El moderado lo es en muchos aspectos de su discurso, especialmente en los que le resultan incómodos, pero paradójicamente se muestra muy radical en otros. Cuando se adhiere a un argumento o una idea, el moderado es el tipo más totalitario que hay. Si quieres descubrir su verdadero rostro, dale una situación de excepcionalidad, como una pandemia de coronavirus, y lo verás tiroteando a transeúntes aleatoriamente si es necesario, o vacunando bebés a la fuerza tras arrancárselos del brazo a sus padres, o exigiendo los más prolongados y restrictivos toques de queda del mundo. ¿Por qué? Porque han cantado «bingo»: igual que «la educación es lo primero», ya sabes, «la salud es lo primero».

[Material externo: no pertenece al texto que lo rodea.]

PR #4616, opened 2025-04-14
Add new Leaflet elements

jeffmelville:
These changes add:
- Polyline, CircleMarker, and Circle elements to Leaflet
- Add the ability to override the map URL template at construction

La obsesión por el consenso en la que vive el moderado a menudo resulta divertida, porque no es consciente de que, en determinadas situaciones, el acuerdo es una farsa, es un peligro, o sencillamente no sirve de nada. En su imaginario, el tibio cree que el acuerdo de una mayoría es suficiente para que una idea sea buena, pero lo cierto es que la mayor parte de las veces que demasiada gente se pone de acuerdo en algo suele ser para respaldar una estupidez, para proclamar una mentira, o para justificar un crimen.
En política, la máxima aspiración del moderado es conseguir que no ocurra nada en absoluto, que nadie hable de él, que nadie pueda fiscalizar sus decisiones —razón por la que procura no tomarlas— y que el tiempo haga su trabajo y dicte su sentencia, pero la única sentencia que sabe dictar el tiempo es «tic, tac», y eso no es demasiado útil para levantar un país. No lo verás atacando a sus rivales, porque el moderado también es chef, y su receta favorita para cualquier cosa es dejar que todo se cueza en su jugo.
De joven tenía en clase un compañero extremadamente moderado en las maneras, en las ideas, en la honradez, y en la forma de hablar. Siempre me asombraba su capacidad para la equidistancia y la flotación. Tenía extrañísima fama de buen tipo, pero era el típico que, mientras un matón descuartizaba a un pequeñajo, venía y le pedía explicaciones al pequeñajo mientras indultaba al matón.
Un buen día, durante un partido de fútbol de patio de colegio, se puso en la barrera del equipo contrario. Lanzaba yo la falta. Por alguna extraña razón, tal vez fruto de su extrema afición a la equidistancia, en vez de protegerse las partes íntimas se tapaba la cara con las manos. Un viento de maldad cruzó mi cabeza y, sin que fuera la idea inicial, zapateé la pelota con la rabia de un recién liberado de prisión, saliendo esta demasiado baja, y alcanzando muy lentamente altura hasta impactar de lleno en el epicentro del eje de rotación de los huevos del moderado a la velocidad de un tomahawk joven.
El muchacho, habiendo olvidado durante un instante su tibia posición en la vida, exclamó enrojecido mientras daba pequeños saltitos: «¡Díaz, cabrón, me acabas de volar las pelotas!», a lo que gustosamente respondí en su tono habitual, porque el moderado sólo merece la misma equidistancia que ofrece ante todos los dilemas morales: «En absoluto, Gómez, tampoco seas extremista». Espero que el buen Dios no me lo tenga en cuenta. Pero, quién podría imaginarlo, el tipo hoy es un talibán wokista, animalista, calentólogo, y aliado feminista modalidad planchabragas. Y sin pelotas. Mira, eso que me llevo.